··· DATA SUPPLIED

PR #682, opened 2021-06-18
Use terminationDrainDuration in MeshConfig.defaultConfig

nak3:
Istio upstream drops `TERMINATION_DRAIN_DURATION_SECONDS` since 1.10
https://github.com/istio/istio/commit/f6502508b04c38f9678c300821dd54e439b832ed.

/kind cleanup

### DIFF
--- a/third_party/istio-head/istio-ci-mesh.yaml
+++ b/third_party/istio-head/istio-ci-mesh.yaml
@@ -30,17 +30,13 @@ spec:
 
   meshConfig:
     defaultConfig:
-      proxyMetadata:
-        TERMINATION_DRAIN_DURATION_SECONDS: "20"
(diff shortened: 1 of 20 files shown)


nak3:
Current latest-mesh test always fails with TestDestroyPod* as https://testgrid.k8s.io/r/knative-own-testgrid/serving#istio-latest-mesh this patch should fix it.

julz:
Would this change mean we don't drain properly on 1.9.* or does the new config work there too?

nak3:
Thank you! The new config works on 1.9.* (istio-stable) so applied it on 1.9 as well.

ZhiminXiang (approved):
/lgtm

PR #686, opened 2021-06-22
fix webhook name

dprotaso:


dprotaso:
/assign @julz @ZhiminXiang 

This someone didn't get caught by the presubmit which was surprising

julz (approved):
/lgtm
/approve

dprotaso:
> This someone didn't get caught by the presubmit which was surprising

I realize the webhook operates on knative serving types and not networking types - hence why this didn't fail in the presubmit checks

PR #693, opened 2021-06-28
fix ordering of resources to ensure webhook config is last

dprotaso:
This resolves a race when the webhook configuration is applied _before_ the webhook deployment/service is applied


dprotaso:
/hold cancel

verified locally

julz (approved):
/lgtm
/approve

······

• [PROBLEM STATEMENT] Output the records above exactly as written.

• [RESPONSE AREA]
PR #682, opened 2021-06-18
Use terminationDrainDuration in MeshConfig.defaultConfig

nak3:
Istio upstream drops `TERMINATION_DRAIN_DURATION_SECONDS` since 1.10
https://github.com/istio/istio/commit/f6502508b04c38f9678c300821dd54e439b832ed.

/kind cleanup

### DIFF
--- a/third_party/istio-head/istio-ci-mesh.yaml
+++ b/third_party/istio-head/istio-ci-mesh.yaml
@@ -30,17 +30,13 @@ spec:
 
   meshConfig:
     defaultConfig:
-      proxyMetadata:
-        TERMINATION_DRAIN_DURATION_SECONDS: "20"
(diff shortened: 1 of 20 files shown)


nak3:
Current latest-mesh test always fails with TestDestroyPod* as https://testgrid.k8s.io/r/knative-own-testgrid/serving#istio-latest-mesh this patch should fix it.

julz:
Would this change mean we don't drain properly on 1.9.* or does the new config work there too?

nak3:
Thank you! The new config works on 1.9.* (istio-stable) so applied it on 1.9 as well.

ZhiminXiang (approved):
/lgtm

PR #686, opened 2021-06-22
fix webhook name

dprotaso:


dprotaso:
/assign @julz @ZhiminXiang 

This someone didn't get caught by the presubmit which was surprising

julz (approved):
/lgtm
/approve

dprotaso:
> This someone didn't get caught by the presubmit which was surprising

I realize the webhook operates on knative serving types and not networking types - hence why this didn't fail in the presubmit checks

PR #693, opened 2021-06-28
fix ordering of resources to ensure webhook config is last

dprotaso:
This resolves a race when the webhook configuration is applied _before_ the webhook deployment/service is applied


dprotaso:
/hold cancel

verified locally

julz (approved):
/lgtm
/approve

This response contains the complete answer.